In Oracle 11.2 and above root.sh has an internal checkpoint mechanism is therefore restartable. I generallly use this mechanism to troubleshoot initial builds. However, I like to revert to a known state and to perform a clean installation in order to produce full step-by-step installation documentation for my customers.
If I need to remove a failed Grid Infrastructure installation from a test system I perform the following actions. This is not the recommended support procedure, but is generally sufficient for test systems.
This list is for Enterprise Linux 5 - the location of some of the files vary, particularly on Solaris.
Delete the following files and directories
rm -rf /etc/oracle rm -f /etc/oratab rm -f /etc/oraInst.loc
Delete the contents of the Grid Infrastructure base e.g.
rm -rf /u01/app/grid/*
Check the permissions for the above are still grid:oinstall
Delete the contents of the Grid Infrastructure home e.g.
rm -rf /u01/app/11.2.0
Delete the inventory e.g.
rm -rf /u01/app/oraInventory
Initialize any ASM diskgroups assigned to CRS
dd if=/dev/zero of=/dev/mapper/crs1p1 bs=1M count=1000 dd if=/dev/zero of=/dev/mapper/crs2p1 bs=1M count=1000
Take care to initialize partitions (if created) rather than the devices.
If you are using Enterprise Linux 5 then remove the ohasd entry from /etc/inittab. I always use vi to do this; if you are not confident with this tool, the OUI makes a copy of /etc/inittab prior to adding the ohasd entry; you can use the copy to revert /etc/inittab to its original state.
The init file structure has been redesigned for Enterprise Linux 6. It is not longer necessary to update /etc/inittab.

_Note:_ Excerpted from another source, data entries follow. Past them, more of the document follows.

PR #5044, opened 2019-04-05
[WIP] Performance improvements

tiennou:
This PR is more like a showdown of little things (and might warrant being split again).


src/iterator.c
```diff
@@ -1069,15 +1075,15 @@ static int filesystem_iterator_entry_cmp(const void *_a, const void *_b)
 	const filesystem_iterator_entry *a = (const filesystem_iterator_entry *)_a;
 	const filesystem_iterator_entry *b = (const filesystem_iterator_entry *)_b;
 
-	return git__strcmp(a->path, b->path);
+	return git__strcmp(a->basename, b->basename);
```
romkatv: This is a significant optimization. The current code sorts entries in a directory by their full paths. Full paths share long prefixes, which makes comparator slow, which makes sorting slow. TimSort, that libgit2 uses for sorting, performs insertion sort when there are fewer than 65 elements. Most directories have fewer than 65 entries. Insertion sort performs _a lot_ of comparisons, so it's very important to make comparator cheap. In gitstatusd I use an even cheaper (albeit more complex) comparator but only on Linux. This allows me to sort directory entries 7 times faster than in libgit2.

It's a good idea to add a comment here saying that `a->path` and `b->path` are guaranteed to be in the same directory, and maybe add an assert.

src/iterator.c
```diff
@@ -1181,27 +1189,46 @@ GIT_INLINE(bool) filesystem_iterator_examine_path(
...
 		/* we haven't stat'ed `path` yet, so we don't yet know if it's a
 		 * directory or not.  special case if the current path may be a
 		 * directory that matches the start prefix.
 		 */
-		if (cmp == 0) {
-			if (iter->base.start[path_len] == '/')
+		if (cmp == 0 && iter->base.start[path_len] == '/') {
+			*expected_dir = true;
+		} else if (cmp == 0) {
+			/* Suppose iter->base.start is "b.c" and path is "b", which is a directory.
```
romkatv: Took me quite some time to track down this bug.

The implementation of diffing in gitstatusd sidesteps this whole business with special handling of slashes. Instead of organizing index as a list of file paths, like it's done in libgit2:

Remove the following files:
At this stage reboot the server. Although a number of files remain such as the /etc/init.d/* files and the /etc/rc*.d symbolic links the files these reference have been deleted and the reboot will clear any remainig files.
Finally delete all of the files in /var/tmp/.oracle.
rm -f /var/tmp/.oracle
Finally I always reboot all the nodes to ensure that any failed daemons or locks have been removed and that I have a known starting point for the next attempt at the installation.